Está aprovechando su libertad para viajar y traer nuevas tendencias gastronómicas a España. Ahora es mucho más común verla físicamente supervisando los montajes de las bodas y eventos de lujo, algo que antes delegaba mucho más por sus compromisos televisivos. Si algo ha celebrado Samantha es el tiempo con sus hijos —Cloe, Pedro, Diego y Patrick Roscón—. Como ella misma dijo al salir del programa, se sentía culpable por haberse perdido tantos momentos del crecimiento de su hijo pequeño. Sigue muy activa en redes sociales mostrando su vida cotidiana con Roscón, concienciando sobre el Síndrome de Down con esa naturalidad y energía que la caracteriza, pero ahora desde la calma de su casa y no desde un plató.
Más tiempo de calidad en familia y su refugio en Pedraza
A sus 56 años, Samantha está en una forma física envidiable. Al no tener que estar encorsetada en un plató con tacones —algo que confesó detestar—. Se ha vuelto una fija del deporte matutino, compartiendo sus rutinas de gimnasio y yoga. Pasa mucho más tiempo en su casa de Pedraza (Segovia), donde encuentra la paz que su mente hiperactiva necesita. Aunque ha dejado el jurado más famoso de España, no se ha retirado de la pantalla. Participa en programas de radio y tiene secciones de estilo de vida en revistas y programas de televisión de forma más relajada. Sigue siendo una de las embajadoras de marca más potentes de España, colaborando con firmas de decoración, cocina y moda.

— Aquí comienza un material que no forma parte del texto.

PR #17426, opened 2019-09-05
feat(gatsby-plugin-manifest): Update manifest on navigation

### LINKED ISSUE #17255: [gatsby-plugin-manifest] Localized manifest not selected on navigation
## Description

When a localized page is loaded using the `<Link />` component, the localized manifest is not selected in `<head>`.

### Steps to reproduce

Demo repo: https://github.com/dkthehuman/gatsby-manifest-l10n-bug-demo
Netlify: https://affectionate-franklin-dc4bfb.netlify.com

1. Navigate to the Netlify demo (or run `gatsby build && gatsby serve` on the test repo)
2. Open DevTools and confirm that the manifest in `<head>` is `manifest-en.webmanifest` as expected.
3. Click on the "Spanish" link to navigate to `/es/`.
4. See that the manifest is still `manifest-en.webmanifest` rather than `manifest-es.webmanifest`.

### Expected result

The manifest in `<head>` should be `manifest-es.webmanifest`.

### Actual result

The manifest in `<head>` is still `manifest-en.webmanifest`.

### Considerations

In production builds (`gatsby build && gatsby serve`), the correct manifest is loaded when the localized page is the initial page or if you refresh on it.

In development builds (`gatsby develop`), the correct manifest is never loaded, regardless of whether you refresh or not.

### `gatsby-plugin-manifest` configuration

```javascript
{
      resolve: "gatsby-plugin-manifest",
      options: {
        name: "Hello World",
        short_name: "Test",
        start_url: "/",
        display: "minimal-ui",
        icon: "src/images/gatsby-icon.png",
        lang: "en",
        localize: [
          {
            start_url: "/es/",
            lang: "es",
            name: "Hola Mundo",
          },
        ],
      },
    },
```

### Environment

```

  System:
    OS: macOS 10.14.6
    CPU: (4) x64 Intel(R) Core(TM) i7-7567U CPU @ 3.50GHz
    Shell: 5.3 - /bin/zsh
  Binaries:
    Node: 12.9.1 - /usr/local/bin/node
    npm: 6.10.3 - /usr/local/bin/npm
  Languages:
    Python: 3.7.4 - /usr/local/opt/python/libexec/bin/python
  Browsers:
    Chrome: 76.0.3809.132
    Firefox: 68.0
    Safari: 12.1.2
  npmPackages:
    gatsby: ^2.13.73 => 2.13.73 
    gatsby-plugin-manifest: ^2.2.6 => 2.2.6 
  npmGlobalPackages:
    gatsby-cli: 2.7.33
```

dkthehuman:
## Description

With the addition of the `localize` option in `gatsby-plugin-manifest` (#13471), multiple manifests can be generated and served depending on the path of the URL. While the correct manifest is served on initial page load, the link to the manifest is never updated even if the user navigates to a page that should include a different manifest.

This PR hooks into `onRouteChange` in `gatsby-browser.js` in order to update the manifest as necessary.

## Related Issues

Fixes #17255

### DIFF
--- a/packages/gatsby-plugin-manifest/src/gatsby-browser.js
+++ b/packages/gatsby-plugin-manifest/src/gatsby-browser.js
@@ -1,5 +1,6 @@
 /* global __MANIFEST_PLUGIN_HAS_LOCALISATION__ */
 import { withPrefix as fallbackWithPrefix, withAssetPrefix } from "gatsby"
+import getManifestForPathname from "./get-manifest-pathname"
 
 // when we don't have localisation in our manifest, we tree shake everything away
 if (__MANIFEST_PLUGIN_HAS_LOCALISATION__) {
@@ -13,22 +14,5 @@ if (__MANIFEST_PLUGIN_HAS_LOCALISATION__) {
     if (manifestEl) {
       manifestEl.setAttribute(`href`, withPrefix(manifestFilename))
     }
-  }
-
-  function getManifestForPathname(pathname, localizedApps) {
-    const defaultFilename = `manifest.webmanifest`
-    if (!Array.isArray(localizedApps)) {
-      return defaultFilename
-    }
-
-    const appOptions = localizedApps.find(app =>
-      pathname.startsWith(app.start_url)
-    )
-
-    if (!appOptions) {
-      return defaultFilename
-    }
-
-    return `manifest_${appOptions.lang}.webmanifest`
   }
 }
--- a/packages/gatsby-plugin-manifest/src/gatsby-browser.js
+++ b/packages/gatsby-plugin-manifest/src/gatsby-browser.js
@@ -1,0 +1,26 @@
+import { withPrefix as fallbackWithPrefix, withAssetPrefix } from "gatsby"
+
+const withPrefix = withAssetPrefix || fallbackWithPrefix
+
+exports.onRouteUpdate = function({ location }, pluginOptions) {
+  const { localize } = pluginOptions
+  const manifestFilename = getManifestForPathname(location.pathname, localize)
+
+  const manifestEl = document.head.querySelector(`link[rel="manifest"]`)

Curiosamente, mantiene una relación excelente con Marta Sanahuja —Delicious Martha—, su sustituta en el programa. Se las ha visto juntas en algún evento reciente, demostrando que no hay rivalidad, sino un traspaso de poderes natural entre la vieja guardia de la cocina televisiva y la nueva era de las redes sociales. La vida actual de Samantha es una mezcla de libertad, familia y empresa. Ha pasado de ser la juez dura de la tele a volver a ser la anfitriona más divertida y energética de España. Se rumorea con mucha fuerza —y ella ha dejado caer pistas en sus redes— que está preparando un formato propio para una plataforma de streaming. Aunque eso sí, ella ni lo ha confirmado ni desmentido, alegando que solamente está pensando en seguir trabajando.

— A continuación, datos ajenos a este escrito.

PR #17436, opened 2019-09-06
docs: Move `__tests__` dir out of `src`

wataruoguchi:
## Description

I've got the realization that it's not intuitive to have `__tests__` dir in `src` dir while having the reply: https://github.com/gatsbyjs/gatsby/pull/17077#pullrequestreview-279460456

Su proyecto en el pueblo segoviano de Pedraza es su gran refugio. Samantha quiere ampliar la experiencia de su hotel boutique y restaurante. Está trabajando en organizar retiros de fin de semana que combinen gastronomía, paseos por la naturaleza y talleres de decoración, liderados por ella misma ahora que tiene los fines de semana libres de grabaciones. Tras trece años encadenando rodajes de casi 15 horas diarias con MasterChef, Samantha ha confesado que sentía que la vida se le estaba escapando entre los dedos. Ahora, su prioridad absoluta es recuperar el tiempo perdido con sus cuatro hijos y su marido, Pedro Aznar.
Su hijo Patrick es, sin duda, el más mediático. La relación entre ambos ha evolucionado de ser contenido de redes sociales a ser un apoyo mutuo diario. Es más, en los últimos tiempos, Roscón se ha dejado ver, tanto en las redes sociales como en los platós de televisión. Samantha disfruta ahora de una relación de amistad con ellos. Se la ve viajando con Cloe o compartiendo cenas tranquilas con Pedro, ejerciendo de consejera en sus inicios profesionales sin la presión del reloj. Su matrimonio con Pedro Aznar ha salido fortalecido de esta decisión. Antes, sus fines de semana eran para descansar del agotamiento del plató; ahora son para vivir.
Se han instalado largas temporadas en su casa de Pedraza (Segovia). Allí, la pareja disfruta de la vida de pueblo, de los paseos por el campo y de recibir a amigos sin tener que mirar el calendario de grabaciones de la próxima semana. Si echamos un vistazo a sus redes sociales, lo cierto es que Samantha sigue siendo bastante activa compartiendo contenido de recetas.